Advances in Communication Research to Reduce Childhood Obesity focuses not only on the power of media in driving food choices in youth, but how these same media may be harnessed in reversing the obesity epidemic. Spanning psychology, marketing, and policy, the book explores the range of advertising strategies targeting young people, salient technological innovations, food industry responses to recent policy initiatives, and issues concerning groups who are at greater risk such as minors from lower-income households who are often faced with food insecurity and poor nutrition, which typically impact communities of color, and pre-teens. Its focus on the multiple levels of communication across these concerns offers readers important insights into both the scope of the problem and the opportunities for solutions. Included in the coverage:

  • The strategic nature of marketing to children and adolescents by food and beverage companies.

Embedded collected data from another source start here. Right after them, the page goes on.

PR #1881, opened 2020-10-09
Align KHR_materials_variants schemas with the core spec

lexaknyazev:
This is a technical update to align `KHR_materials_variants` schemas with the core glTF design principles.

- All objects should inherit from `glTFProperty`.
  - `extras` and `extensions` need to be mentioned explicitly.
- Elements of a top-level array inherit from `glTFChildOfRootProperty`.
- Empty arrays are not allowed.

/cc @jercytryn @sleroux

### DIFF
--- a/extensions/2.0/Khronos/KHR_materials_variants/schema/glTF.KHR_materials_variants.schema.json
+++ b/extensions/2.0/Khronos/KHR_materials_variants/schema/glTF.KHR_materials_variants.schema.json
@@ -9,6 +9,7 @@
             "type": "array",
             "items": {
                 "type": "object",
+                "allOf": [ { "$ref": "glTFChildOfRootProperty.schema.json" } ],
                 "description": "An object defining a valid material variant",
                 "gltf_detailedDescription": "An object defining a valid material variant",
                 "properties": {
@@ -19,11 +20,15 @@
                     },
                     "extras": {
                         "type": "object"
-                    }
+                    },
+                    "extensions": { }
                 },
                 "required": [ "name" ]
-            }
-        }
+            },
+            "minItems": 1
+        },
+        "extensions": { },
+        "extras": { }
     },
     "required": [ "variants" ]
 }
--- a/extensions/2.0/Khronos/KHR_materials_variants/schema/mesh.primitive.KHR_materials_variants.schema.json
+++ b/extensions/2.0/Khronos/KHR_materials_variants/schema/mesh.primitive.KHR_materials_variants.schema.json
@@ -10,6 +10,7 @@
             "gltf_detailedDescription": "An array of object values that associate an indexed material to a set of variants.",
             "items": {
                 "type": "object",
+                "allOf": [ { "$ref": "glTFProperty.schema.json" } ],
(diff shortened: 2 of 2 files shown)


emackey (approved):

emackey:
Follows #1681

sleroux (approved):
Thanks for the clarifying update!

sleroux (approved):

lexaknyazev:
@donmccurdy 
Any objections to merge this?

extensions/2.0/Khronos/KHR_materials_variants/schema/glTF.KHR_materials_variants.schema.json
```diff
@@ -9,6 +9,7 @@
             "type": "array",
             "items": {
                 "type": "object",
+                "allOf": [ { "$ref": "glTFChildOfRootProperty.schema.json" } ],
```
donmccurdy, line 12: For consistency: https://github.com/KhronosGroup/glTF/blob/master/extensions/2.0/Khronos/KHR_lights_punctual/schema/glTF.KHR_lights_punctual.schema.json defines this differently:

```
"items": {
                "type": "object",
                "$ref": "light.schema.json"
},
```

... are these equivalent?

lexaknyazev: `$ref` would require adding another file like `variant.schema.json`. Given that we don't need any fields beyond those defined in `glTFChildOfRootProperty`, I think taking a shortcut here is fine.

donmccurdy: I didn't mean to suggest creating a new file — comparing these two lines:

```
"$ref": "glTFChildOfRootProperty.schema.json",
```

```
"allOf": [ { "$ref": "glTFChildOfRootProperty.schema.json" } ],
``` 

... is there any difference in meaning? Or why does the first require a new file when the second does not?

lexaknyazev: >  is there any difference in meaning?

The semantics are slightly different.

This case
```json
"items": {
  "type": "object",
  "$ref": "glTFChildOfRootProperty.schema.json"
},
```
means: "replace the value of `"items"` with the contents of `"glTFChildOfRootProperty.schema.json"`". In fact, `"type": "object"` is ignored there.

OTOH, this case
```json
"items": {
  "type": "object",
  "allOf": [ { "$ref": "glTFChildOfRootProperty.schema.json" } ],
```
means: "`items` is an object that must be valid against all the schemas defined in `allOf` array".

Given that `KHR_materials_variants` defines `name` as a required field, we cannot use the first approach here.

donmccurdy: I see, thanks!

donmccurdy (approved):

  • The role of schools in food and beverage marketing.
  • A multi-method study of how youth perceive and evaluate food advertising.
  • First Amendment implications for combating obesity through regulation of advertising.
  • Targeted marketing of junk food to minority youth: communities fight back.
  • Leveraging industry efforts to fight childhood obesity.


Advances in Communication Research to Reduce Childhood Obesity is thought- and action-provoking reading for applied researchers in public health, health promotion, health psychology,maternal and child health, obesity epidemiology, health marketing, and health education.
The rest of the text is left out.